For those of you who use a Brinkman Smoke n Pit Professional or similiar smoker what have you used, if anything, to seal around the lid to prevent smoke leaks?

I've got one and I'd like to know what to use to try and seal some of those smoke leaks especially around the main lid.

Thanks


----------



## porkaholic (Dec 31, 2009)

I saw a posting the other day where they had used a gasket material and they gave a web site but I cannot find it now.  Also, some have used a cord product that is used on fireplaces.  Looks like a silver rope material.  Some commented that the smoke coming out of the lid was not a big deal.  I guess it is personal preference.  My brinkman leaks smoke from around the lid but smokes the food well and holding temps is not a problem.


----------



## rickw (Dec 31, 2009)

The Brinkman bullet type smokers are made to leak around the lid. I would not close this leak up unless you put some type of exhaust on the lid.


----------



## squireribs (Dec 31, 2009)

Mine is not a bulllet type smoker.


----------



## 3montes (Dec 31, 2009)

I have a snp. It's a older model and built a little bigger and heavier than the newer ones. Mine leaks somewhat around the firebox and smoker door. Nothing real significant. Most people use the hi temp rope gasket that you would use for a wood stove or fireplace door. I chose to leave mine as is.

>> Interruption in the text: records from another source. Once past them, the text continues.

PR #4949, opened 2026-03-25
feat: IMG TTV node support reference model

shaohuzhang1:
feat: IMG TTV node support reference model

### DIFF
--- a/ui/src/workflow/nodes/image-generate/index.vue
+++ b/ui/src/workflow/nodes/image-generate/index.vue
@@ -13,10 +13,13 @@
       >
         <el-form-item
           :label="$t('workflow.nodes.imageGenerateNode.model.label')"
-          prop="model_id"
+          :prop="form_data.model_id_type === 'reference' ? 'model_id_reference' : 'model_id'"
           :rules="{
             required: true,
-            message: $t('workflow.nodes.imageGenerateNode.model.requiredMessage'),
+            message:
+              form_data.model_id_type === 'reference'
+                ? $t('workflow.variable.placeholder')
+                : $t('workflow.nodes.imageGenerateNode.model.requiredMessage'),
             trigger: 'change',
           }"
         >
@@ -28,31 +31,51 @@
                   }}<span class="color-danger">*</span></span
                 >
               </div>
+              <el-select
+                v-model="form_data.model_id_type"
+                :teleported="false"
+                size="small"
+                style="width: 85px"
+                @change="form_data.model_id_reference = []"
+              >
+                <el-option :label="$t('workflow.variable.Referencing')" value="reference" />
+                <el-option :label="$t('common.custom')" value="custom" />
+              </el-select>
+            </div>
+          </template>
+          <div class="flex-between w-full" v-if="form_data.model_id_type !== 'reference'">
+            <ModelSelect
+              @change="model_change"
+              @wheel="wheel"
+              :teleported="false"
+              v-model="form_data.model_id"
+              :placeholder="$t('workflow.nodes.imageGenerateNode.model.requiredMessage')"
+              :options="modelOptions"
+              showFooter
+              @focus="getSelectModel"
+              :model-type="'TTI'"
+            ></ModelSelect>
+            <div class="ml-8">
               <el-button
                 :disabled="!form_data.model_id"
-                type="primary"
-                link
                 @click="openAIParamSettingDialog(form_data.model_id)"
                 @refreshForm="refreshParam"
               >
-                <AppIcon iconName="app-setting"></AppIcon>
+                <el-icon>
+                  <Operation />
+                </el-icon>
               </el-button>
             </div>
-          </template>
-
-          <ModelSelect
-            @change="model_change"
-            @wheel="wheel"
-            :teleported="false"
-            v-model="form_data.model_id"
-            :placeholder="$t('workflow.nodes.imageGenerateNode.model.requiredMessage')"
-            :options="modelOptions"
-            showFooter
-            @focus="getSelectModel"
-            :model-type="'TTI'"
-          ></ModelSelect>
+          </div>
+          <NodeCascader
+            v-else
+            ref="nodeCascaderRef"
+            :nodeModel="nodeModel"
+            class="w-full"
+            :placeholder="$t('workflow.variable.placeholder')"
+            v-model="form_data.model_id_reference"
+          />
         </el-form-item>
-
         <el-form-item
           :label="$t('workflow.nodes.imageGenerateNode.prompt.label')"
           prop="prompt"
@@ -158,6 +181,7 @@ import type { FormInstance } from 'element-plus'
 import AIModeParamSettingDialog from '@/views/application/component/AIModeParamSettingDialog.vue'
 import { t } from '@/locales'
 import { useRoute } from 'vue-router'
+import NodeCascader from '@/workflow/common/NodeCascader.vue'
 import { loadSharedApi } from '@/utils/dynamics-api/shared-api'
 import { WorkflowMode } from '@/enums/application'
 const workflowMode = (inject('workflowMode') as WorkflowMode) || WorkflowMode.Application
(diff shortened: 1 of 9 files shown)


ui/src/workflow/nodes/image-generate/index.vue
```diff
@@ -217,6 +247,12 @@ const form = {
...
     if (props.nodeModel.properties.node_data) {
+      if (!props.nodeModel.properties.node_data.model_id_type) {
+        set(props.nodeModel.properties.node_data, 'model_id_type', 'custom')
+      }
+      if (!props.nodeModel.properties.node_data.model_id_reference) {
+        set(props.nodeModel.properties.node_data, 'model_id_reference', [])
+      }
       return props.nodeModel.properties.node_data
     } else {
       set(props.nodeModel.properties, 'node_data', form)
```
shaohuzhang1, line 258: The code is mostly correct but can be optimized for better readability and functionality. Here are some suggestions:

### Optimal Code

1. **Reduce Redundancy**: 
   - Use ternary operators where possible to reduce repetition.

2. **Improve Logic**:
   - Ensure that all logic related to model selection and validation is centralized to maintain consistency.

3. **Handle State Consistency**:
   - Make sure state changes in one component (e.g., cascader or single input) are propagated and reflected correctly.

Here's an improved version of the specified part of your code:

```javascript
<template>
  <!-- ... existing template content ... -->
</template>

<script lang="ts" setup>
// ... imports and other setup ...

const form = reactive({
  model_id: '',
  model_id_type: 'custom', // Default to custom selection
  model_id_reference: [], // Initialize reference array with empty values
  system: '',
  prompt: defaultPrompt,
  negative_prompt: '',
  guidance_scale_1: 7.5,
  aspect_ratio: '',
  height: 512,
  width: 512,
});

const form_data = computed(() => ({
  ...props.nodeModel.properties.node_data || {},
}));

const model_change = (value: string[]) => {
  form.model_id_reference = value;
};

// Validation function remains the same...

const refreshParam = () => {
  // Refresh parameter logic here...
};

// ... rest of the script ...
</script>
```

### Explanation

- **Default Selection**: The `model_id_type` starts as "custom". If not provided in the saved data, it defaults this way.
  
- **Initialization**: The `model_id_reference` array initializes to an empty array when the node first loads.

- **Reactive Form Object**: The `form` object uses `reactive` instead of `computed`, which allows you to directly modify its properties.

- **Consistent Data Model**: The entire saved node data is mapped to the reactive form using spread syntax (`...`). This maintains consistency and reduces redundant checks.

This approach ensures that both single-model and multiple-selection options work consistently across different forms and nodes, optimizing both performance and user experience.

ui/src/workflow/nodes/text-to-video/index.vue
```diff
@@ -216,6 +246,12 @@ const form = {
...
     if (props.nodeModel.properties.node_data) {
+      if (!props.nodeModel.properties.node_data.model_id_type) {
+        set(props.nodeModel.properties.node_data, 'model_id_type', 'custom')
+      }
+      if (!props.nodeModel.properties.node_data.model_id_reference) {
+        set(props.nodeModel.properties.node_data, 'model_id_reference', [])
+      }
       return props.nodeModel.properties.node_data
     } else {
       set(props.nodeModel.properties, 'node_data', form)
```
shaohuzhang1, line 257: The code is mostly well-designed but contains some minor inefficiencies and unnecessary logic.

1. **Prop Validation**: The prop validation in template literals can be improved for clarity and maintainability:

```html
<span>{{ (form_data.model_id_type === 'reference') ? $t("workflow.variable.placeholder") : $t('workflow.nodes.textToVideoGenerate.model.requiredMessage')}}</span>
```

It's better to extract this into a helper function or constant for easier readability.

2. **Custom Model Select Component Logic**: The custom model select component needs to properly handle cases where no models are provided by the API (e.g., an error response). This might require adding additional checks to ensure `model_options` is not null before trying to iterate over it.

3. **Model Reference Handling**: When switching between "Reference" and "Custom", ensure that you correctly manage state related to references if they do have any dependencies on non-reference selections.

4. **Error Logging**: Ensure proper logging of errors across asynchronous operations, such as fetching model options through `loadSharedApi`. Catching these errors separately would help with debugging.

5. **Optimization**: Avoid calling multiple methods inside the same event handler unless necessary. For instance, handling events like `refreshForm` should ideally only update its internal states without performing external validations.

6. **Validation Cleanup**: The cleanup code after `validate()` can also be cleaner. Instead of throwing immediately upon encountering an error during initial form validation, catch them and store them appropriately for later user feedback.

Here's an optimized version of the critical parts mentioned above:

### Template Improvements

```html
<span :class="{ colorDanger: !valid }">{{ displayRequiredMessage }}</span>
```

And define a calculated property for `displayRequiredMessage`:

```javascript
const form_data = computed({
  get: () => {
    // Handle loading state here
    const properties = props.nodeModel.properties ?? {}
    return deepMerge({}, defaults, properties.node_data) || {}
  },
})
```

Then add the required method calculation outside of the render tree:

```javascript
const requiredMessageStyleClass = ''
let valid = false;

if (!this.$refs.aichatNodeFormRef.getRules(this.form).some(r => r.required)) {
  requiredMessageStyleClass = 'color-danger';
}

// If there are existing errors, mark as invalid instead of just styling the label
const isValidRule = this.$refs.aichatNodeFormRef.rules.prompt.some(rule =>
  rule.validator(null, '', {})
);

valid = rules.every(rule => rule.validator(valid));
requiredMessageContent = this.displayRequiredMessage();
requiredMessageStyleClass = `${requiredMessageStyleClass} ${isValidRule ? "" : "-none"`;  
```

### Additional Enhancements

1. **Error Messages**: Provide more informative error messages when users try to submit invalid data. E.g., suggest what specific field needs attention.
   
2. **Dynamic State Update**: Ensure that updating states based on form changes does not cause infinite loops inadvertently due to nested reactive updates.

This approach improves maintainability and enhances the functionality of your form components by leveraging Vue.js' powerful reactive programming capabilities effectively.

ui/src/workflow/nodes/image-understand/index.vue
```diff
@@ -275,6 +300,12 @@ const form = {
...
     if (props.nodeModel.properties.node_data) {
+      if (!props.nodeModel.properties.node_data.model_id_type) {
+        set(props.nodeModel.properties.node_data, 'model_id_type', 'custom')
+      }
+      if (!props.nodeModel.properties.node_data.model_id_reference) {
+        set(props.nodeModel.properties.node_data, 'model_id_reference', [])
+      }
       return props.nodeModel.properties.node_data
     } else {
       set(props.nodeModel.properties, 'node_data', form)
```
shaohuzhang1, line 311: The provided code has several issues that need to be addressed:

1. **Undefined Prop**: The `model_id_type` and `model_id_reference` props being accessed without checks might lead to errors on some nodes.

2. **Duplicate Code**: There is duplicate model selection logic in both the referenced node ID list and custom dropdown. This can be optimized.

3. **Inconsistent Logic**: The logic for handling different values of `form_data.model_id_type` seems inconsistent, causing redundancy.

4. **Potential Security Risks**: Directly accessing object properties using dynamic keys (`props.nodeModel.properties.node_data[props.field]`) without proper validation could expose your application to injection attacks.

Here's an improved version of the code with these issues resolved:

```javascript
const form_data = computed({
  get: () => {
    if (props.nodeModel.properties.node_data) {
      return props.nodeModel.properties.node_data;
    } else {
      return { ...defaultProps };
    }
  },
});

watch(
  () => props.nodeModel.properties.node_data,
  newValue => {
    Object.assign(form_data.value, newValue);
  }
);

function handleModelTypeChange(value) {
  if (value === 'reference') {
    form_data.value.model_id_reference.splice(0);
  }
}

const ModelSelectRef = ref(null);
const NodeCascaderRef = ref(null);

// Use this function to refresh parameter settings when needed.
async function openAIParamSettingDialog(id): Promise<any> {
  // Implementation here...
}

function wheel() {
  // Wheel event handler implementation here...
}
```

Key points:
- Simplified logic by removing redundant code.
- Used Vue's `computed` hook appropriately.
- Added a watcher for node data changes to ensure the component updates.
- Refactored `handleModelTypeChange` function separately from template rendering.
- Dropped unnecessary dependencies like `_defineProp`.
- Removed unused elements and comments.

This should help improve stability and performance while maintaining clarity and integrity.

I just look at it as a non adjustable vent and adjust my intake vent accordingly.


----------



## rickw (Dec 31, 2009)

Sorry, seal her up then.


----------



## olewarthog (Dec 31, 2009)

You could try some loosely rolled foil & see if it makes enough of a difference before making a permanent mod. 

Also, this stuff is certified food safe NSF/ANSI Standard 51

http://www.permatex.com/products/Aut...one_Gasket.htm


----------